• **Goal of the exercise**
Your answer should repeat every line of the records below in which the word "along" appears.
Top of Provided records
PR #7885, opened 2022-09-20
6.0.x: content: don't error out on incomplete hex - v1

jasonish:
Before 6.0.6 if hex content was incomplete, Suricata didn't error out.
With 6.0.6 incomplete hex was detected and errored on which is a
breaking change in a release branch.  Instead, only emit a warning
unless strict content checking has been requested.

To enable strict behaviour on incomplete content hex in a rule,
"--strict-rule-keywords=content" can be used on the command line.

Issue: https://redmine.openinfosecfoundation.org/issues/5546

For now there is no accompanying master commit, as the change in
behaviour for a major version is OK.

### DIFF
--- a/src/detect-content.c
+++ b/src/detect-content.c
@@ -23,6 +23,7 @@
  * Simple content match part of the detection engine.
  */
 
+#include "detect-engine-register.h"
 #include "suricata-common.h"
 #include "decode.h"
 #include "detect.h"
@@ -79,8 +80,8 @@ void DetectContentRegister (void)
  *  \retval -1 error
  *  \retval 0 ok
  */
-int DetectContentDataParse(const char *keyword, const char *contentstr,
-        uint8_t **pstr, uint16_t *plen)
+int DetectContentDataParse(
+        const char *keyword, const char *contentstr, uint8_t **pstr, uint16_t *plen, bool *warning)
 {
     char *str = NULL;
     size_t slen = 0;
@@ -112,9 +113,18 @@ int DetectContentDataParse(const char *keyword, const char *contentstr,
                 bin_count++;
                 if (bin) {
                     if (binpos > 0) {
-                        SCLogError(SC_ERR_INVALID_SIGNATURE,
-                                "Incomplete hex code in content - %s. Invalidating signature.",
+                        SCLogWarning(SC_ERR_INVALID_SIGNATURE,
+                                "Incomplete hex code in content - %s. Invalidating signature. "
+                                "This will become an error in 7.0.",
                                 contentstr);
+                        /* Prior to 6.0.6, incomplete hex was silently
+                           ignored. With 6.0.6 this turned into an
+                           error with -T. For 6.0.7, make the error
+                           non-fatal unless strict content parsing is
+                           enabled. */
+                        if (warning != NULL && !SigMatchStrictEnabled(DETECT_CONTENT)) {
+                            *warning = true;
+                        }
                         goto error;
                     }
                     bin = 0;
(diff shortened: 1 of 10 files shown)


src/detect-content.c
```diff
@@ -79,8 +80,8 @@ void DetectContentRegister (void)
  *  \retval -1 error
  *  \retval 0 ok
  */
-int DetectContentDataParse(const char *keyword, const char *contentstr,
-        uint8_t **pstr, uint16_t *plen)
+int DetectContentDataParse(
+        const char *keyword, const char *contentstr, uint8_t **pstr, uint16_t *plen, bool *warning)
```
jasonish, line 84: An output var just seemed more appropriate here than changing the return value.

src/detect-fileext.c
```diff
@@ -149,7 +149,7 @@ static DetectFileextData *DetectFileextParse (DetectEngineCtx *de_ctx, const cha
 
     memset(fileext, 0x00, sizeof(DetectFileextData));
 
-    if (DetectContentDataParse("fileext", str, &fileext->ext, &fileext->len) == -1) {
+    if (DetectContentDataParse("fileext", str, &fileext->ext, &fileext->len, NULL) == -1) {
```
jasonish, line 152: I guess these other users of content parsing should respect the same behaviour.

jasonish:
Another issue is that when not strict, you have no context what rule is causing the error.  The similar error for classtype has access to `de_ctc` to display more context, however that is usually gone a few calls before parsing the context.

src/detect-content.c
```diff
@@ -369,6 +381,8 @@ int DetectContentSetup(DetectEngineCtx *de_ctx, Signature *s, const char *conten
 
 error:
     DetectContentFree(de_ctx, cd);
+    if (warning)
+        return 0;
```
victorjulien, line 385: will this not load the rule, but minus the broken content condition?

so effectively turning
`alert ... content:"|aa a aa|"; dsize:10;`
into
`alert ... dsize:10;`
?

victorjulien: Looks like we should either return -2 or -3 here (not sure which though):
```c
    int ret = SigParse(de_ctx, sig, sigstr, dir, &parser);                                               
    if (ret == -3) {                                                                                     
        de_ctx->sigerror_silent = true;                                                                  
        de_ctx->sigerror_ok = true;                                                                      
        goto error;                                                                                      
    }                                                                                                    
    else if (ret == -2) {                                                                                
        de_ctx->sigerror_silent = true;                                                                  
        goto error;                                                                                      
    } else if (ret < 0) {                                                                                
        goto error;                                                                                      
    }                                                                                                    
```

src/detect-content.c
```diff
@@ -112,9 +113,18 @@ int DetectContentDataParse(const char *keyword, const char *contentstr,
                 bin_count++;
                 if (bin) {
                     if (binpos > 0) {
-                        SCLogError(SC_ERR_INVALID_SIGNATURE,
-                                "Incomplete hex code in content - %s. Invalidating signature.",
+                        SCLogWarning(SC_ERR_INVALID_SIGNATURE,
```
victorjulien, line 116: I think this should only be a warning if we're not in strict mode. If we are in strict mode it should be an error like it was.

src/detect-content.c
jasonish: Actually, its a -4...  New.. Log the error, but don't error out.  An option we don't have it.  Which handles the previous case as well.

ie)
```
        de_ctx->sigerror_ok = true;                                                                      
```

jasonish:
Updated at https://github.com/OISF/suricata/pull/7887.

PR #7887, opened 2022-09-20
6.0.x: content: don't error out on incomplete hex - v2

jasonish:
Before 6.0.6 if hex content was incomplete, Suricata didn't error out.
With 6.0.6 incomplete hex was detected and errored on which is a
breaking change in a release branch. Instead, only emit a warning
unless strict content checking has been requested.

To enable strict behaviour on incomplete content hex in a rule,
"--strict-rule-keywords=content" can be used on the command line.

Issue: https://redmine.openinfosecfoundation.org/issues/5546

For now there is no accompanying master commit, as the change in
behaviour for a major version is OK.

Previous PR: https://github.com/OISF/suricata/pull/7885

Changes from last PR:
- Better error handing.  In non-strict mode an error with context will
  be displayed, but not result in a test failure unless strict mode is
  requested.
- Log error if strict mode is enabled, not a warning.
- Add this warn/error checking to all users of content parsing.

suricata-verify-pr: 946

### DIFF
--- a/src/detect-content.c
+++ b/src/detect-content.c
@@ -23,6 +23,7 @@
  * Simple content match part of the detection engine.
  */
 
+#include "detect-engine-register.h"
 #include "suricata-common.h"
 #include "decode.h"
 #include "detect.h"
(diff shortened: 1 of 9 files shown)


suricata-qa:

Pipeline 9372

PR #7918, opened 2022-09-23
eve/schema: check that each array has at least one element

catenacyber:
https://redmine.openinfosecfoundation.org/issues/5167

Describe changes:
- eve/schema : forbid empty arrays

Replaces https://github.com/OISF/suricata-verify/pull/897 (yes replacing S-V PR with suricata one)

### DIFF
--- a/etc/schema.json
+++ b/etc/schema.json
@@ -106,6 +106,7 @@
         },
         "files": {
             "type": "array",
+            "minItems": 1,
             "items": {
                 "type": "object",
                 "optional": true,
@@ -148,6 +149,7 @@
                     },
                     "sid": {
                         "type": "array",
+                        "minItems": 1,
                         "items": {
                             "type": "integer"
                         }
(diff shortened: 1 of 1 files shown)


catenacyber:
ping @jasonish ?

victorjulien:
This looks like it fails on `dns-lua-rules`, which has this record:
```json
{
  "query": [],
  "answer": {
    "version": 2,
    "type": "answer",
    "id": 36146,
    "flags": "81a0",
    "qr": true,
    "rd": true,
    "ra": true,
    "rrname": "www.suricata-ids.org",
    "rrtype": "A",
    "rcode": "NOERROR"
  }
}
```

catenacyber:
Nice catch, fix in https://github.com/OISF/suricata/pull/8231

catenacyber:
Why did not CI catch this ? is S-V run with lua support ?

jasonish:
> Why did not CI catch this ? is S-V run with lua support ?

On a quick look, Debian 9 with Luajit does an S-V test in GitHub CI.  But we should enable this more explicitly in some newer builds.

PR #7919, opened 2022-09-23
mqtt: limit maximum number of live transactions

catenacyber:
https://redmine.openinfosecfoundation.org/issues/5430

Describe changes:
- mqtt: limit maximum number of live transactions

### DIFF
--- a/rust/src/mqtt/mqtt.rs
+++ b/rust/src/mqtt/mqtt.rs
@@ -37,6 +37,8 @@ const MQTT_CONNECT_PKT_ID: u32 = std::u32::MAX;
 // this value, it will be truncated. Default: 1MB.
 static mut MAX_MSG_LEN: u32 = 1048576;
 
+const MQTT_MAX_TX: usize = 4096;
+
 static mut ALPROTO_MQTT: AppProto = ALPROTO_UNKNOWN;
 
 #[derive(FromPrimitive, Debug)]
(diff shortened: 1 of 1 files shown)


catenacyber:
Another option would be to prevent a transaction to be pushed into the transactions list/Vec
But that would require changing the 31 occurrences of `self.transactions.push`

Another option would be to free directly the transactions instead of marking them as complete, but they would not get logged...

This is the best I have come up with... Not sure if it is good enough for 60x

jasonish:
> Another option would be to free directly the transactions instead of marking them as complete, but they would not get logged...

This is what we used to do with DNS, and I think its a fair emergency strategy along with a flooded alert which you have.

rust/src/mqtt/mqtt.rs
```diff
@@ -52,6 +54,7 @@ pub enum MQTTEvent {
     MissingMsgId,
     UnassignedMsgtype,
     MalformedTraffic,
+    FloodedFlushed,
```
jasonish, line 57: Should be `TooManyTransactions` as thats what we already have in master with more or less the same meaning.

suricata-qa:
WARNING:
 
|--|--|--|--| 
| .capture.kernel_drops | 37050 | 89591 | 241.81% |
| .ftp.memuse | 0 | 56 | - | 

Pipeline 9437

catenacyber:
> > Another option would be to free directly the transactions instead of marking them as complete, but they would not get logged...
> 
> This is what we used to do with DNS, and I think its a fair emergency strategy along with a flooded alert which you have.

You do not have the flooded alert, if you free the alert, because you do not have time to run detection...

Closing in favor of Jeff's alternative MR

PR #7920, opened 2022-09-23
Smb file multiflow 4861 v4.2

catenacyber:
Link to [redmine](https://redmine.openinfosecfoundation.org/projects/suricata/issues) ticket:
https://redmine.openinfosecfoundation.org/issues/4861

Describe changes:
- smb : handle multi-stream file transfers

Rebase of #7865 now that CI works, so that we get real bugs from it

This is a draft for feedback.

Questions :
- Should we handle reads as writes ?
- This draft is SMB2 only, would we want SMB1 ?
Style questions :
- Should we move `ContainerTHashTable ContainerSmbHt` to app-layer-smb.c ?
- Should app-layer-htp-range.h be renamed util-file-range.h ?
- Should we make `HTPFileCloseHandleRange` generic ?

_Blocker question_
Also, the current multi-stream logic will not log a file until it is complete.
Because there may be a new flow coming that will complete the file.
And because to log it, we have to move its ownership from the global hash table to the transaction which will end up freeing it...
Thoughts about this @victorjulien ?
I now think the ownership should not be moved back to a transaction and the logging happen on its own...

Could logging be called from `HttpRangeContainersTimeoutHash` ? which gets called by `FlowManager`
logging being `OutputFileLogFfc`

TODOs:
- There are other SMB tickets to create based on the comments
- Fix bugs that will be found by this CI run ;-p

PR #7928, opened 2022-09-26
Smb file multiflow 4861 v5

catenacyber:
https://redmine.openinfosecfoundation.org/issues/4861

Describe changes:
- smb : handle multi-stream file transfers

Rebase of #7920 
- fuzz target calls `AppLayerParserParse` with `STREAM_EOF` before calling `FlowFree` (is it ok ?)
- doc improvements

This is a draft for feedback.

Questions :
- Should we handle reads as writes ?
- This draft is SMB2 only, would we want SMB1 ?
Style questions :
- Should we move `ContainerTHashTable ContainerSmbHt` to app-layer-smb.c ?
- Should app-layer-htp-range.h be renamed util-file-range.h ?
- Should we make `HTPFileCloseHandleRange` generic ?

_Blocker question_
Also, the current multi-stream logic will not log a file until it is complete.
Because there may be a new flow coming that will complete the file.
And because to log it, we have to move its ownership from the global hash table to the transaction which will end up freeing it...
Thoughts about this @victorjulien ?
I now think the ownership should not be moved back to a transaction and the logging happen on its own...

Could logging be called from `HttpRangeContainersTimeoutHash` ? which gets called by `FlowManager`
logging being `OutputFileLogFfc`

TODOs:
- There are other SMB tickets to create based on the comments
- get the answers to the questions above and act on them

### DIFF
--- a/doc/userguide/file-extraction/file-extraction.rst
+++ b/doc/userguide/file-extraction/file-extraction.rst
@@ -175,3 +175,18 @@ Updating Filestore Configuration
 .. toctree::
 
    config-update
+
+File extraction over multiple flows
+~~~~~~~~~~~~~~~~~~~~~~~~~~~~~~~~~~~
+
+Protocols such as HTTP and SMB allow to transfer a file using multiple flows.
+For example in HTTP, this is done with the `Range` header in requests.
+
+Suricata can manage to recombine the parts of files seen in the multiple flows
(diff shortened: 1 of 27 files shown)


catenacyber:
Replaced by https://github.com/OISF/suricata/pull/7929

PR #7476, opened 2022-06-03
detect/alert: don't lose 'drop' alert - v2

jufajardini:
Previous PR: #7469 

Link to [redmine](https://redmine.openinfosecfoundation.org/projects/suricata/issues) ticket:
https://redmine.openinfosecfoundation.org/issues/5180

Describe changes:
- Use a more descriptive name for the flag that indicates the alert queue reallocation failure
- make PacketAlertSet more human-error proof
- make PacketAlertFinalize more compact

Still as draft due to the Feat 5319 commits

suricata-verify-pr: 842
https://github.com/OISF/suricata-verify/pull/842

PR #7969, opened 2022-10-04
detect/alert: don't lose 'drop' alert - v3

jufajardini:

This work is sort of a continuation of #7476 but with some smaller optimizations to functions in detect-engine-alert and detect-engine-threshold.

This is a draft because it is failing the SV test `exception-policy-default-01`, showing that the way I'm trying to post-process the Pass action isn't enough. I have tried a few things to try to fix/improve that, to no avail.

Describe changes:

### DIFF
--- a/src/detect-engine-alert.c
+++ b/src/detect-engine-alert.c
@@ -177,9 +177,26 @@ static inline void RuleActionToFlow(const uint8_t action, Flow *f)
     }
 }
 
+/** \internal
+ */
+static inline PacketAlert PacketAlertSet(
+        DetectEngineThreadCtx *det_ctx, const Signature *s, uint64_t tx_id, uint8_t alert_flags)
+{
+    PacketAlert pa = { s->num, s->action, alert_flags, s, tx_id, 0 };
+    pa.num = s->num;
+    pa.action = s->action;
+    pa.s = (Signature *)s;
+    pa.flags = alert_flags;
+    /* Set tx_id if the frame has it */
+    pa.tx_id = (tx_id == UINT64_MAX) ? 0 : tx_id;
Bottom of Provided records
• **Task solution**
This is what we used to do with DNS, and I think its a fair emergency strategy along with a flooded alert which you have.
> This is what we used to do with DNS, and I think its a fair emergency strategy along with a flooded alert which you have.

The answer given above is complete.